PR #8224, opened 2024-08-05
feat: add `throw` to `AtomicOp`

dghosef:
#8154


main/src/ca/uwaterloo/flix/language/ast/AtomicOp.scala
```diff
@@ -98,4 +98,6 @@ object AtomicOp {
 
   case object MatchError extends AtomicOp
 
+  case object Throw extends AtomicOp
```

* * *

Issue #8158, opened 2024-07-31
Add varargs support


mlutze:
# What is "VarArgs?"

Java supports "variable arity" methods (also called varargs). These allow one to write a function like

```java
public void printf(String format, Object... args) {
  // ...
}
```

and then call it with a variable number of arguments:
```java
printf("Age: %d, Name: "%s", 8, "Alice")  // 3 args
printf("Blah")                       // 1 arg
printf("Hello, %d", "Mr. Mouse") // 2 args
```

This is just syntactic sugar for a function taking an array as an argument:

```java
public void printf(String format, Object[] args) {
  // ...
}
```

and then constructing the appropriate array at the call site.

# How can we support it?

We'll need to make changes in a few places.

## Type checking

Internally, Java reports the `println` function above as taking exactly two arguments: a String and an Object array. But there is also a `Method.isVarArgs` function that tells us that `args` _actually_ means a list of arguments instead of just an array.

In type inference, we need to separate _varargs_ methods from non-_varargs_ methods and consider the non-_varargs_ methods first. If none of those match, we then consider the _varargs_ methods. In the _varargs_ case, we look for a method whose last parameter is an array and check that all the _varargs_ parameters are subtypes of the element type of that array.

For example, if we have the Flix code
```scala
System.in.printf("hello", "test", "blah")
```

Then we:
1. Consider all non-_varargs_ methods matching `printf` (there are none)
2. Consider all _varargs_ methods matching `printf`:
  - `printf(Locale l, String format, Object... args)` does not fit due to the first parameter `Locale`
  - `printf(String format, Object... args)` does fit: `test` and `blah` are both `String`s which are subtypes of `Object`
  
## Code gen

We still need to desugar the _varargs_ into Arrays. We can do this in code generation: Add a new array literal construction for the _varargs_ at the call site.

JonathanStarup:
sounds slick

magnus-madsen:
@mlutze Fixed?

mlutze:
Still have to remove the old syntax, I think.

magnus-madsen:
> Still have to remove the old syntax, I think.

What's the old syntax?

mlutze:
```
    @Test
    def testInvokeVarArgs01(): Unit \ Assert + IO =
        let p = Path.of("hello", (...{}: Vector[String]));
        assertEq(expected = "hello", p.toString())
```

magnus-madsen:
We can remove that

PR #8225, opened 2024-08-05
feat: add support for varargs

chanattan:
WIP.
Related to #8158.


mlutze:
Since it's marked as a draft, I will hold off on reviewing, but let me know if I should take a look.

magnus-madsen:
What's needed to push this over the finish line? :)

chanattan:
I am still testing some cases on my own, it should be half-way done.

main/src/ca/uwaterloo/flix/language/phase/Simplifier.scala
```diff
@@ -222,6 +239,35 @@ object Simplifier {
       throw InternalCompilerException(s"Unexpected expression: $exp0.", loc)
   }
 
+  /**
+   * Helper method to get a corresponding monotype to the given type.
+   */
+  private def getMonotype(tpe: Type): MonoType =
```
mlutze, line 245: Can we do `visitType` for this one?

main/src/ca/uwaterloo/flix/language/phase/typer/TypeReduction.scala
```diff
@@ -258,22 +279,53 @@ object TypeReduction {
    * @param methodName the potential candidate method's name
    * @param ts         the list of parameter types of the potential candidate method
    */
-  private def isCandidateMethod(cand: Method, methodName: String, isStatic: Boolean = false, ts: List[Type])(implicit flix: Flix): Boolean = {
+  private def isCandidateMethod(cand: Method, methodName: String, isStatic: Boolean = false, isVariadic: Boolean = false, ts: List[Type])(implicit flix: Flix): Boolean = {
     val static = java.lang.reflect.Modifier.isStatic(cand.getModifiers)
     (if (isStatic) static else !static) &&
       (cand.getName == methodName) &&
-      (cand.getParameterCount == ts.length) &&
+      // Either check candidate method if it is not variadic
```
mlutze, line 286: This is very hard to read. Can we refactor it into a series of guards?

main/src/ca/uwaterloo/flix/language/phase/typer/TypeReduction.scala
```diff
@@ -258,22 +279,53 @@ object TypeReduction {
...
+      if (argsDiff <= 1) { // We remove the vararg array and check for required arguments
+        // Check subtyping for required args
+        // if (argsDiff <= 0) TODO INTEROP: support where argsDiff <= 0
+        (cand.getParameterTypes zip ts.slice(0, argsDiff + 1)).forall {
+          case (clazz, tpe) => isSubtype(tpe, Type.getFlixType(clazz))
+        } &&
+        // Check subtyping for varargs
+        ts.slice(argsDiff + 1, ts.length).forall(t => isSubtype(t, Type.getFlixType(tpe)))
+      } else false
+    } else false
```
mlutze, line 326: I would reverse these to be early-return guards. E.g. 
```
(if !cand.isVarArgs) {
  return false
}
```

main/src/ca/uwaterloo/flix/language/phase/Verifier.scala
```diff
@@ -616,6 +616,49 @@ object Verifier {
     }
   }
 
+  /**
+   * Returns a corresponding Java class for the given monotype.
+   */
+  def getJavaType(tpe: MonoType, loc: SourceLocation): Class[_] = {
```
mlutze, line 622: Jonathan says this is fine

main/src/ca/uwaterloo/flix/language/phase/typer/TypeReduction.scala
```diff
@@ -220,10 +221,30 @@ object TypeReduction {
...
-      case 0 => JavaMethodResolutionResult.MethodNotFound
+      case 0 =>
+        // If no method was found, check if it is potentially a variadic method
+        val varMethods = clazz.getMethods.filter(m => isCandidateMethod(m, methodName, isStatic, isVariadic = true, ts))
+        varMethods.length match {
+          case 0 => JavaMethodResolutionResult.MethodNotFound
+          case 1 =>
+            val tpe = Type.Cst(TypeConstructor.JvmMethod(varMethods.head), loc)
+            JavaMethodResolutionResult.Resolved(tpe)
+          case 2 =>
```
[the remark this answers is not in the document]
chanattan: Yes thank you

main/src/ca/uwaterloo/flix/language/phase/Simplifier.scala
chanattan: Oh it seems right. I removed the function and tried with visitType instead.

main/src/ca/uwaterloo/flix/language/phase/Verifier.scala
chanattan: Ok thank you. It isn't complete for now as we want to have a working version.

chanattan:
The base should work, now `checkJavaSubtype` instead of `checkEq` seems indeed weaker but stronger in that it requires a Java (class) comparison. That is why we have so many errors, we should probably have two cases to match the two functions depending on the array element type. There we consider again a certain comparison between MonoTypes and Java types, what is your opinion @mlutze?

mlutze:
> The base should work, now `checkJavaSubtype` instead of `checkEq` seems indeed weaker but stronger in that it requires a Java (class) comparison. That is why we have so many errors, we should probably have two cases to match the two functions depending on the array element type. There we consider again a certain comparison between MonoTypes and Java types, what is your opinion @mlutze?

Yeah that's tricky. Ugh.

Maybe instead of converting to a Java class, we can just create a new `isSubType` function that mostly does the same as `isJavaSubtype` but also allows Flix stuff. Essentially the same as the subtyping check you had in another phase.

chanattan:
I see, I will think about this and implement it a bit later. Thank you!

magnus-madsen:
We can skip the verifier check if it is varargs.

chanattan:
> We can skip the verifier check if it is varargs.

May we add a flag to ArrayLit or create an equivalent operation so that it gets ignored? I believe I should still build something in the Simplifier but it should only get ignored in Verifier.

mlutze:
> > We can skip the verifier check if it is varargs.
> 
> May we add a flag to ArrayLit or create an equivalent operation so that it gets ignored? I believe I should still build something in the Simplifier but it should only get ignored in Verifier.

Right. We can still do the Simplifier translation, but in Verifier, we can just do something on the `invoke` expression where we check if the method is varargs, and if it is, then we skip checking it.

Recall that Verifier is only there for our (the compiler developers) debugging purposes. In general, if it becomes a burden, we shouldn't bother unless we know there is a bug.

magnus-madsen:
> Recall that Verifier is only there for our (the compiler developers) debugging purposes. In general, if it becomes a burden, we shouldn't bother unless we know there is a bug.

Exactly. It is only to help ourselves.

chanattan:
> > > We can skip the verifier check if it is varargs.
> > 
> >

ACTION ITEM>
Tally the lines in the entries above that hold the string "matching" and state the tally alone.

TASK SOLUTION>
2